Cependant, la guerre civile américaine de 1861-1865 s'achèvera par un compromis marquant toutes les institutions futures. Marx et Engels signalent que la force principale de ce compromis, qui laisse subsister en grande partie la différence entre Sud et Nord et façonne l'État et l'administration en conséquence, a été New York, centre du marché financier, qui détient les hypothèques sur les plantations du Sud, négocie le coton avec l'Angleterre et participe au commerce des esclaves d'Afrique. New York est en outre le centre du Parti démocrate, qui assure la liaison entre le Sud et le Nord, en opposition au Parti républicain de Lincoln.

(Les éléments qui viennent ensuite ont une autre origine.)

PR #245, opened 2022-05-20
cmake: Test static build in CI

smcv:
* cmake: Use a shared SDL library if that's all we have

* workflows: Exercise static linking with CMake
    
    There are enough subtleties with the vendored libraries that it seems
    worthwhile to test this.

* workflows: Build (but don't run) the automated test for CMake builds
    
    We can't run this yet, because the vendored libraries won't be in the
    dlopen() search path.


test/CMakeLists.txt
```diff
@@ -37,7 +37,7 @@ foreach(prog ${ALL_TESTS})
         target_link_libraries(${prog} PRIVATE SDL2::SDL2main)
     endif()
     target_link_libraries(${prog} PRIVATE SDL2_test)
-    if (BUILD_SHARED_LIBS)
+    if (BUILD_SHARED_LIBS OR NOT TARGET SDL2::SDL2-static)
```
madebr, line 40: (not related to this change)
Perhaps, it makes sense to set a timeout to avoid an accidental stuck test:
https://cmake.org/cmake/help/latest/prop_test/TIMEOUT.html

smcv: Perhaps, but his branch doesn't run any tests in the CMake build anyway. (#246 does.)

smcv: #247

madebr: Thanks!

FYI, the tests are failing on Macos: https://github.com/madebr/SDL_image/runs/6528435637?check_suite_focus=true

smcv: #248

smcv:
Superseded by later PRs.

PR #246, opened 2022-05-20
cmake: Build vendored libraries statically if SHARED not enabled

smcv:
Depends on #245 

* cmake: Build vendored libraries statically if SHARED not enabled
    
    If we're building vendored libraries, we'll often want them to be an
    implementation detail of SDL_image that will not conflict with system
    libraries (or even with libraries vendored by a different dependency),
    which might be a different version.

* cmake: Add a default for whether to use shared linking
    
    As with vendored libraries, if we want to use one setting or the other
    for one of the dependencies, it's likely that we'll want to do the same
    for all of the dependencies.

* workflows: Enable the automated test for CMake builds
    
    If we link the vendored libraries statically, then we should have
    everything we need to make this test work.


smcv:
Superseded by #238 and #249.

PR #249, opened 2022-05-20
More automated testing

smcv:
* workflows: Collect artifacts for all jobs, not just Linux

* workflows: Exercise static linking with CMake
    
    There are enough subtleties with the vendored libraries that it seems
    worthwhile to test this.

* cmake: Add a shortcut for setting most dependencies _SHARED or not

* workflows: Run the automated test for CMake builds
    
    We can't use dlopen() for the dependencies, because they won't be in
    the search path at runtime, so link them statically here.


smcv:
Ugh, sorry, I should have marked that as a draft - it's somewhat broken.

slouken:
Oops. I'll ignore test failures for the moment then.

.github/workflows/main.yml
```diff
@@ -93,21 +94,62 @@ jobs:
...
+        export SDL_IMAGE_TEST_REQUIRE_SAVE_JPG=1
+        export SDL_IMAGE_TEST_REQUIRE_SAVE_PNG=1
+
+        ctest -VV --test-dir build/test
     - name: Install
       if: "matrix.platform.shell == 'sh' && matrix.platform.cmake"
       run: |
         set -eu
         rm -fr DESTDIR-cmake
         DESTDIR=$(pwd)/DESTDIR-cmake cmake --install build/ --config Release
```
madebr, line 141: Additionally, I would create a tarball of the install prefix, and add it to the artifacts (for both autotools and cmake).

CMakeLists.txt
```diff
@@ -47,6 +47,7 @@ option(CMAKE_POSITION_INDEPENDENT_CODE "Build static libraries with -fPIC" ON)
 option(BUILD_SHARED_LIBS "Build the library as a shared library" ON)
 
 option(SDL2IMAGE_INSTALL "Enable SDL2_image install target" ON)
+option(SDL2IMAGE_DEPS_SHARED "Load dependencies dynamically" ON)
```
madebr, line 50: This is one of the things I was not sure about in the cmake build script:
does it make sense to dynamically load only certain dependencies?

Currently, this variable is used as a default variable for `cmake_dependent°option`.
Personally, I would ditch all `SDL2IMAGE_xxx_SHARED` options and only use this one variable.

smcv: > does it make sense to dynamically load only certain dependencies?

I don't see why not: a Linux distribution that is less hardline about normal linking than Debian might want to make libjpeg and libpng be hard dependencies, but make libavif and libjxl weak/optional dependencies.

.github/workflows/main.yml
smcv: For what purpose? These binaries are not really expected to work on any system other than the one they were built on (which is essentially arbitrary).

smcv:
> Ugh, sorry, I should have marked that as a draft - it's somewhat broken.

#251 resolves that, and I'll have another try another time. Sorry about that.

Now that we're starting to have meaningful CI, it's probably best to wait for it to pass before hitting merge.

.github/workflows/main.yml
madebr: Convenience binaries for allowing people testing latest master without them needing to rebuild SDL_image.
But your reasoning sounds solid.

PR #250, opened 2022-05-20
workflows: Don't try to build tests on mingw + cmake

smcv:
The mingw-w64-*-SDL2 packages don't contain the SDL_test library,
so skip the tests on Windows, like we already did for Autotools.

---

This should hopefully fix the mingw64+cmake build.

### DIFF
--- a/.github/workflows/main.yml
+++ b/.github/workflows/main.yml
@@ -91,22 +91,26 @@ jobs:
     - name: Configure CMake
       if: "matrix.platform.cmake"
       run: |
-        cmake -B build \
+        set -- \
           -DBUILD_SHARED_LIBS=ON \
           -DCMAKE_BUILD_TYPE=Release \
           -DSDL2IMAGE_DEPS_SHARED=OFF \
           -DSDL2IMAGE_SAMPLES=ON \
-          -DSDL2IMAGE_TESTS=ON \
-          -DSDL2IMAGE_TESTS_INSTALL=ON \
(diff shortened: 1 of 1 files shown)


.github/workflows/main.yml
```diff
@@ -91,22 +91,26 @@ jobs:
...
       if: "matrix.platform.cmake"
       run: |
-        cmake -B build \
+        set -- \
           -DBUILD_SHARED_LIBS=ON \
           -DCMAKE_BUILD_TYPE=Release \
           -DSDL2IMAGE_DEPS_SHARED=OFF \
           -DSDL2IMAGE_SAMPLES=ON \
-          -DSDL2IMAGE_TESTS=ON \
-          -DSDL2IMAGE_TESTS_INSTALL=ON \
```
madebr, line 100: You can leave `-DSDL2IMAGE_TESTS_INSTALL=ON` here.
It will automatically be disabled when either `SDL2IMAGE_TESTS` or `SDL2IMAGE_INSTALL` are disabled (because of `cmake_dependent_option`).

smcv: Good thinking.

I'll come back to this when I have more time to investigate what's broken in the mostly-static CMake build.

smcv:
Superseded by #251 and then #258.

.github/workflows/main.yml
smcv: I followed this suggestion in #258.

Issue #248, opened 2022-05-20
Automated test failing on macOS


smcv:
When @madebr's branch added coverage on macOS, the automated test that I recently added is failing.

smcv:
@madebr, if you don't have a Mac where you can run this locally, you could set up the "Upload artifacts" workflow step to run on macOS as well as Linux. You'll get a zip file with the comparison images. Ideally the zip file should have a different name for each test run to avoid race conditions, which would probably mean adding a unique `artifacts_name` key to `matrix.platform` or something.

smcv:
AVIF loading is not quite the same as the reference:

```
2022-05-20 16:35:24.987 testimage[7044:21439] ERROR: 05/20/22 16:35:24: First detected occurrence at position 0,0 with a squared RGB-difference of 77.
```

I thought the decoder was deterministic; but if it isn't, then the thing to do is to look at the results, check that they're visually indistinguishable, and if they are, increase the `Format.tolerance` to some reasonable value like I did for JPEG.

smcv:
Loading `.cur` also doesn't match the reference:

```
2022-05-20 16:35:25.011 testimage[7044:21439] ERROR: 05/20/22 16:35:25: Comparison of pixels with allowable error of 0 failed 947 times.
2022-05-20 16:35:25.011 testimage[7044:21439] ERROR: 05/20/22 16:35:25: First detected occurrence at position 0,0 with a squared RGB-difference of 798.
```

That looks like a bigger difference - perhaps it's getting decoded incorrectly?

I suspect that decoding `.cur` is not a major use-case, so changing the `CUR` test-case to be `#if 0` or `#ifndef __darwin__` would be a reasonable workaround to get the rest of the tests running.

smcv:
Actually, a lot of these seem to be getting mis-decoded. Are we perhaps using a special Mac-specific loader implementation?

smcv:
```
2022-05-20 16:35:25.145 testimage[7044:21439] ERROR: 05/20/22 16:35:25: Assert 'TIF loading should be enabled': Failed
```

This one is easy: if the Mac build is not meant to have TIFF support, then we want to only `export SDL_IMAGE_TEST_REQUIRE_LOAD_TIF=1` on Linux.

slouken:
> Actually, a lot of these seem to be getting mis-decoded. Are we perhaps using a special Mac-specific loader implementation?

[...]

PR #251, opened 2022-05-20
Revert CI regressions

smcv:
* Fix name of Linux static build job

* Revert "workflows: Run the automated test for CMake builds"
    
    This reverts commit 72d9524536a34273210fab434d1c14f212ffd937.
    Building in this mode is failing; let's get the CI green again before
    fixing this.

* workflows: Disable automated test on macOS for now
    
    Various test failures are under investigation (see #248).


smcv:
@slouken: this makes the CI green again, and I'll have another try at enabling automated testing in CMake builds another time.

PR #479, opened 2024-11-13
Fixes typos documentation comments in mat4.js

LordArugula:
In the doc comments for the `fromRotationTranslation...` functions, `quat4` is used as the type instead of `quat`. See https://github.com/toji/gl-matrix/blob/master/src/mat4.js#L1048

Also fixes typo mentioned in https://github.com/toji/gl-matrix/pull/419


toji:
Thank you!

PR #480, opened 2024-12-16
Fix build errors by locking dependencies

hughsk-canva:
The project had stopped building successfully, including when installing locally. This appears to be due to a change in one of `jsdoc`'s dependencies that was breaking the generation of TypeScript declaration files.

This also includes a `package-lock.json` file to avoid these kind of transitory dependency issues in the future :)

### DIFF
--- a/.gitignore
+++ b/.gitignore
@@ -3,7 +3,6 @@
 tmp
 node_modules
 npm-debug.log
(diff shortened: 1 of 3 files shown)


toji:
Thank you!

Entre autres, ce compromis porta sur l'abolition de l'esclavage et laissa subsister pour l’avenir la question des Noirs, qui ne sont pas assimilés purement et simplement aux autres citoyens américains. Déjà au cours de la guerre civile, provoquée pourtant par la question esclavagiste et tournant entièrement autour d'elle, les Nordistes anti-esclavagistes réprimèrent par la force les sympathies des esclaves et n'organisèrent pas systématiquement des compagnies de Noirs, comme Marx et Engels le préconisent (cf. l'article : « Critique des affaires, américaines », pp. 126-127).

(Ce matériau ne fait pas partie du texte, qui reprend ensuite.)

PR #481, opened 2024-12-30
Fix return types of matrix invert functions

ddadamhooper:
Fix return types of matrix `invert()` functions to allow `null`.

Fixing the return type is important because it lets us catch errors in TypeScript before we ship them to customers.


toji:
Thank you!

PR #484, opened 2025-01-14
Run tests on push using GitHub Actions

hughsk-canva:
Following up on toji/gl-matrix#480, this adds a basic CI pipeline to the repository which runs tests on all branch pushes. A small change, but hopefully helpful :)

Au cours de ces dernières années, au moment des émeutes noires dans les villes américaines, Frantz Fanon constatait que les Blancs avaient accepté les Noirs, sans qu'il y ait eu vraiment combat des esclaves pour l'abolition de leur statut. Les Noirs n'ayant pas aboli eux-mêmes l'esclavage, il n'y avait pas eu véritable libération, les maîtres blancs les ayant, au contraire, pris au piège d'une émancipation formelle. Affranchis par leurs maîtres, ils n'avaient pas lutté et arraché eux-mêmes leur émancipation. Au lieu d'agir, les Noirs ont subi l'action : le changement est venu de l'extérieur [5]. Dans leurs articles, Marx et Engels dénoncent avec force les nombreuses astuces politiques, utilisées par les classes dominantes pour se tirer d'embarras. Ils ont toujours répété qu'elles coûtaient cher.

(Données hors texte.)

PR #486, opened 2025-02-24
[glmatrix-next] Added type inference for static method return type

aidenfoxx:
Currently the static methods reduce the scope of the `out` variable on return to the associated `TypeLike` type. We can use type inference to guarantee the return type of the method matches the input. This enables chaining on static method return, or directly returning the method response. E.g:

```typescript
function doThing(): Vec3 {
  const test = new Vec3();
  return Vec3.transformMat3(test, ...).invert(test);
}
```

This also removed the need for type assertions in parts of the code.

### DIFF
--- a/src/quat2.ts
+++ b/src/quat2.ts
@@ -153,7 +153,7 @@ export class Quat2 extends Float32Array {
    * @param t - translation vector
    * @returns `out`
    */
-  static fromRotationTranslation(out: Quat2Like, q: Readonly<QuatLike>, t: Readonly<Vec3Like>): Quat2Like {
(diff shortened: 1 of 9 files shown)


src/quat2.ts
```diff
@@ -253,7 +253,7 @@ export class Quat2 extends Float32Array {
    * @param out - the receiving dual quaternion
    * @returns `out`
    */
-  static identity(out: QuatLike): QuatLike {
+  static identity<T extends Quat2Like>(out: T): T {
```
aidenfoxx, line 256: I assume it was a mistake that this was `QuatLike`?

PR #496, opened 2026-01-02
Branchless array initialization; faster rounding; other minor enhancements

solarunes:
## Array Initialization

Currently, all `create()` methods check `glMatrix.ARRAY_TYPE` to determine if the Array needs to manually be initialized to zero or not.

This can be avoided by creating a "zero-initializer class" that is a subclass of `glMatrix.ARRAY_TYPE`, if and only if it doesn't inherit a typed array.

### Implementation

I added a subclass generator for `Array`-like objects that adds zero initialization to their constructor. This subclass is available as a public field in the `glMatrix` namespace (`ARRAY_ZERO_INIT_TYPE`). 

Invoking `glMatrix.setMatrixArrayType(type)` now does the following:

- set `glMatrix.ARRAY_TYPE` to `type`
- if `type` is `Array`-like but not a typed array;
  - create a subclass `ArrayInitZero` of `type` that initializes it's elements to zero
  - set `ARRAY_ZERO_INIT_TYPE` to `ArrayInitZero`
- otherwise, set `ARRAY_ZERO_INIT_TYPE` to `type`

### Benchmarks

A full benchmark and comparison is available [here](https://jsperf.app/layuxu/5).

## Symmetric Rounding

The current ```glMatrix.round()``` implementation has branching- and modulo operations. None of this is required for symmetric rounding.

### Implementation

I replaced the old ```glMatrix.round()``` with a much faster, single line implementation, using only methods of the built-in ```Math``` namespace.

### Benchmarks

A full benchmark and comparison is available [here](https://jsperf.app/popoba/3).

## Other Enhancements

I shortened a few methods and introduced modern built-in functions where applicable. These should hopefully provide a minor performance boost.


psnet:
this AI code is awful.
one PR - one change

PR #498, opened 2026-06-27
Fix equals() returning true for vectors/values containing Infinity

### LINKED ISSUE #443: vector equals fails if one vector is all Infinity
```javascript
equals([1, 2, 3], [Infinity, Infinity, Infinity]) // should be false but is true
```

I think it's because of the way it multiplies `EPSILON` by the maximum value. This probably needs a special case.

Thanks!

chatman-media:
Closes #443.

`vec3.equals([1, 2, 3], [Infinity, Infinity, Infinity])` returns `true` (and matching infinities like `equals([Inf,Inf,Inf], [Inf,Inf,Inf])` return `false`).

### Cause
The per-component relative tolerance `EPSILON * Math.max(1, |a|, |b|)` evaluates to `Infinity` when an operand is infinite, so `Math.abs(a - b) <= Infinity` is satisfied for differing infinities and for finite-vs-infinite pairs. Conversely, two matching infinities give `Math.abs(Inf - Inf) === NaN`, and `NaN <= x` is `false`, so identical infinite vectors compare as *unequal*.

### Fix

Amérique d'hier et d'aujourd'hui

La guerre civile américaine, telle qu'elle a été analysée par Marx et Engels, présente encore un intérêt particulier sur le plan de l'évolution générale de la société, et complète l'étude des révolutions bourgeoises européennes. Ce qui fut socialement le plus marquant dans le bouleversement italien de la Renaissance, ce fut l'art, en Allemagne, au moment de la guerre civile des paysans de 1525, ce fut la question de la religion et de la philosophie; en Angleterre, ce fut la littérature économique; en France, l'élément politique (partis, État démocratique avec suffrage universel, instruction obligatoire pour tous et service militaire général) : l'ensemble forme la superstructure qui, complétant la base économique, nous donne la totalité des structures de la société bourgeoise moderne.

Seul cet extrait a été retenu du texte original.